Single by Webb Pierce
- A-side: "Bye Bye Love"
- Released: 1957
- Genre: Country
- Length: 2:12
- Label: Decca
- Songwriters: Dale Noe & Red Sovine

= Missing You (Red Sovine song) =

"Missing You" is a song written by Red Sovine and Dale Noe, which was originally released by Red Sovine in 1955, and was later a hit single for Webb Pierce in 1957, Ray Peterson in 1961, and was posthumously a hit for Jim Reeves in 1972. Sovine's version was the B-side of Red Sovine and Webb Pierce's hit single "Why Baby Why".

==Webb Pierce version==
In 1957, Webb Pierce released a version of the song, as the B-side of "Bye Bye Love". Pierce's version reached No. 7 on Billboards chart of "Most Played C&W by Jockeys", while reaching No. 8 on Billboards chart of "C&W Best Selling in Stores", in a tandem ranking with its A-side, "Bye Bye Love".

==Ray Peterson version==
In 1961, Ray Peterson released a version of the song as a single.
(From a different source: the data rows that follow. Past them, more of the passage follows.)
PR #39, opened 2018-06-13
Skim fix for ele VIDs

bpf6qc:
c.f. https://cmshead.mps.ohio-state.edu:8080/OSUT3Analysis/117

For skims:
Saves CaloCluster collections so that electron->superCluster()->seed() can be called.
Change the input electron collection to what's stored in the skim for the electron VID calculation.


jalimena:
this PR seems in principle fine. the only question is when to merge and if we should remake the skims.

bpf6qc:
The issue with changing the input tag for electrons when re-running the VIDs, that would just prevent you from running over a skim and can be added later.

The important issue for skims is that we only just started using `electron->superCluster()->seed() `last week, and every skim we've ever made so far lacks the CaloCluster collection to make this work. We could just use `dEtaIn` instead of `dEtaInSeed` but then we're not following EGM recommendations. Also the VIDs inherently use `seed()` now, so we would need to turn the VIDs off entirely.

One option we have to save our existing skims is giving the original MINIAOD as secondaryFiles. That should fetch the missing CaloClusters for `seed()` and work just fine. We've done this before in individual cases, but I'm looking into making this a general case now.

Peterson's version spent 15 weeks on the Billboard Hot 100 chart peaking at No. 29, while reaching No. 7 on Billboards Easy Listening chart, and No. 6 on Canada's CHUM Hit Parade. Peterson's version of "Missing You" was ranked No. 90 on Billboards end of year "Hot 100 for 1961 - Top Sides of the Year".

==Jim Reeves version==
Jim Reeves recorded "Missing You" in his last recording session on July 2, 1964. In 1968, Reeves's version was released posthumously on his album A Touch of Sadness. In 1972, Reeves's version of the song was released as the lead track on his album Missing You and as a single. The single spent 16 weeks on Billboards Hot Country Singles chart, reaching No. 8, while reaching No. 13 on Canada's RPMs "The Programmers Country Playlist". The album, Missing You, reached No. 9 on Billboards "Hot Country LP's" chart.

==Other versions==
- In 1965, Australian singer Tony Worsley released a version of the song, which reached No. 8 in Australia.
- In 1968, Mel Tillis released a version of the song on his album Let Me Talk to You.